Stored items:

%%

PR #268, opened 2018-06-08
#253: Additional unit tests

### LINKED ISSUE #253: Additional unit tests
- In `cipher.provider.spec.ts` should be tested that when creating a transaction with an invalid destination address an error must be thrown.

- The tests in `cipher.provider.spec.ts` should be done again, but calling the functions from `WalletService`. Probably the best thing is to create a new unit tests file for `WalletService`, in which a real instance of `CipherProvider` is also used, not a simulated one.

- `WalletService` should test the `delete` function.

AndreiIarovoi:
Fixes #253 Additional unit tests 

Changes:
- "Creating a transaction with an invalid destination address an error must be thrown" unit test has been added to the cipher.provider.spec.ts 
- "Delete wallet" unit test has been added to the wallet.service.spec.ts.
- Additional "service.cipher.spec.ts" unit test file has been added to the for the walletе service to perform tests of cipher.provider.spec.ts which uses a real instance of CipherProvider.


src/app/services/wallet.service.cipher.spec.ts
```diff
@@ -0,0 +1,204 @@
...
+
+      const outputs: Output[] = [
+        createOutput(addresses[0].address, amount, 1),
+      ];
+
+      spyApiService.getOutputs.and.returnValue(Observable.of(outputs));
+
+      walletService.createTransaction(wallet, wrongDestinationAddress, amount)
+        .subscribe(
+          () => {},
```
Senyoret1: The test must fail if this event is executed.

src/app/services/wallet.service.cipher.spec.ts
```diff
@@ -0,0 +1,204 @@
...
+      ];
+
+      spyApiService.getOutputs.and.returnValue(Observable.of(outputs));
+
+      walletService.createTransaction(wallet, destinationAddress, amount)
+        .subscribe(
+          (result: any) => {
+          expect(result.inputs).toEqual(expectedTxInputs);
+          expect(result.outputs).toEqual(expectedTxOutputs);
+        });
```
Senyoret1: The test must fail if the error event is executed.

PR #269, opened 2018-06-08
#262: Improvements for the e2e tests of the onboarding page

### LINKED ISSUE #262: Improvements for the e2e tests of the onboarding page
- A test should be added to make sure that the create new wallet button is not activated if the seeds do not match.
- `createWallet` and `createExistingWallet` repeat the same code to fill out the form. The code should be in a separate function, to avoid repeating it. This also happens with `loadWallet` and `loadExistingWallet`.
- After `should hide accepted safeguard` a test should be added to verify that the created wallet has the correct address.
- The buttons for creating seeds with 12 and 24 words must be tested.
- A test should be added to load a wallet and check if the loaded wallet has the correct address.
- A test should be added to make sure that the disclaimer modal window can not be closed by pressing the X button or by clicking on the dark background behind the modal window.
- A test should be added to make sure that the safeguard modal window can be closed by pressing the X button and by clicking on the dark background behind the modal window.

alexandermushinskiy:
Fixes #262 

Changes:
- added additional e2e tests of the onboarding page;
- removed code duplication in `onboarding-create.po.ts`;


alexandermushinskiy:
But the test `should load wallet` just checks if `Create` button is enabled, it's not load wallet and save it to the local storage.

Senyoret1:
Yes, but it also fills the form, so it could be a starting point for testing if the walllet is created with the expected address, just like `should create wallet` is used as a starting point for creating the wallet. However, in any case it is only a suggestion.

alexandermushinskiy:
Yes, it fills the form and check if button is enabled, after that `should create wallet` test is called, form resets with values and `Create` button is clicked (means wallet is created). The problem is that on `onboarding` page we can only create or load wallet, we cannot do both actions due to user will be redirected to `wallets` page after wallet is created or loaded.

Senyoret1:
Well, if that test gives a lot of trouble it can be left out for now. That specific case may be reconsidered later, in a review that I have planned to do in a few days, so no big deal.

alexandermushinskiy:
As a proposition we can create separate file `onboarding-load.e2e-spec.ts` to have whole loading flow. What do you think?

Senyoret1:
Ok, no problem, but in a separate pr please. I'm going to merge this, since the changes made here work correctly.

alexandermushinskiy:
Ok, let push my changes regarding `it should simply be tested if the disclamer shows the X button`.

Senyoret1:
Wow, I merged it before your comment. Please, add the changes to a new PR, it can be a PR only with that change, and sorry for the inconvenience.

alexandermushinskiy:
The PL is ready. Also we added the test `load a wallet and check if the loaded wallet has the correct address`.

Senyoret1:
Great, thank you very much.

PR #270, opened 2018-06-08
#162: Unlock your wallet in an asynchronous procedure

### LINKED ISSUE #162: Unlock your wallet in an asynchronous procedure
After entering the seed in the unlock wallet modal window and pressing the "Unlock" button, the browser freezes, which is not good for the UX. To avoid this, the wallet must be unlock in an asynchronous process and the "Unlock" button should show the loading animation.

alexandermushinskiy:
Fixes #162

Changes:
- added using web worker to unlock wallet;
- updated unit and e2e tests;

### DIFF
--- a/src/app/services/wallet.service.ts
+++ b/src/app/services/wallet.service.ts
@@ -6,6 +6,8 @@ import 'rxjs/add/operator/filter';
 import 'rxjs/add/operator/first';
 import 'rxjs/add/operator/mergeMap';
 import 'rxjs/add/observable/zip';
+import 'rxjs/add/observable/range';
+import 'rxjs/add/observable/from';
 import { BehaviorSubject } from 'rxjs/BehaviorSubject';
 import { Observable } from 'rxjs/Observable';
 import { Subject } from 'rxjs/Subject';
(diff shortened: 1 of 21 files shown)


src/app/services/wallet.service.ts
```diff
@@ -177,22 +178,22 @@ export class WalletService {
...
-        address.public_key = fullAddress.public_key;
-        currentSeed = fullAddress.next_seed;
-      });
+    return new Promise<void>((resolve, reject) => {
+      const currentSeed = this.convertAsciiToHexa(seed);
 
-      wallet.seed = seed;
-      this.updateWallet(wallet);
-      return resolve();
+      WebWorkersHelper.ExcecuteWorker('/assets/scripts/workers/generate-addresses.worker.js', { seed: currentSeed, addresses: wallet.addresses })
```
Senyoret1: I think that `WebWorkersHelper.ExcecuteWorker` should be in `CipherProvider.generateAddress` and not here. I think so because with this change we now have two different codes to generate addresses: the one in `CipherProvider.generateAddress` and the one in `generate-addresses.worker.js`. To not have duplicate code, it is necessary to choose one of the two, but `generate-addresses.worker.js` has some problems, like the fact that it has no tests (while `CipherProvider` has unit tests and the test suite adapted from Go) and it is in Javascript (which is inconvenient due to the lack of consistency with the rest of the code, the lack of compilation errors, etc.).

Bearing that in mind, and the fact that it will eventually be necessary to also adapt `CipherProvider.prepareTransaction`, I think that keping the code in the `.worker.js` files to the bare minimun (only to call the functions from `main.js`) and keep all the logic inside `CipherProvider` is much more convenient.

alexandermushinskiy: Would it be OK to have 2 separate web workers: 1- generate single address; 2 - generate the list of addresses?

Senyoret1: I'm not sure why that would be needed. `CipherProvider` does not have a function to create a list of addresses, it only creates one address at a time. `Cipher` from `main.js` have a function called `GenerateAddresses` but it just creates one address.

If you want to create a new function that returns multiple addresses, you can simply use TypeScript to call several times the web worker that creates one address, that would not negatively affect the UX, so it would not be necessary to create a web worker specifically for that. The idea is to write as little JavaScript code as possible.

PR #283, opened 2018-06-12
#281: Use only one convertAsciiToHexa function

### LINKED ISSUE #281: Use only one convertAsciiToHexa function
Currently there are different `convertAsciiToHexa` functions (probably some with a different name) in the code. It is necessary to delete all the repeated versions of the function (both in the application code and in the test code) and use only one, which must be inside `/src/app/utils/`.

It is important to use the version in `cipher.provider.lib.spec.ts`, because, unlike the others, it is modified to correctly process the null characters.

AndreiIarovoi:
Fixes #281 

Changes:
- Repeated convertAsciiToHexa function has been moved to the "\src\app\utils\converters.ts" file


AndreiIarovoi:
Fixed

%%

> WORK REQUEST:
Return only what runs from the line containing "PR #283, opened 2018-06-12" to the last line of the records above, both ends included, exactly as written.

> OUTPUT FOR THIS TASK:
PR #283, opened 2018-06-12
#281: Use only one convertAsciiToHexa function

### LINKED ISSUE #281: Use only one convertAsciiToHexa function
Currently there are different `convertAsciiToHexa` functions (probably some with a different name) in the code. It is necessary to delete all the repeated versions of the function (both in the application code and in the test code) and use only one, which must be inside `/src/app/utils/`.

It is important to use the version in `cipher.provider.lib.spec.ts`, because, unlike the others, it is modified to correctly process the null characters.

AndreiIarovoi:
Fixes #281 

Changes:
- Repeated convertAsciiToHexa function has been moved to the "\src\app\utils\converters.ts" file


AndreiIarovoi:
Fixed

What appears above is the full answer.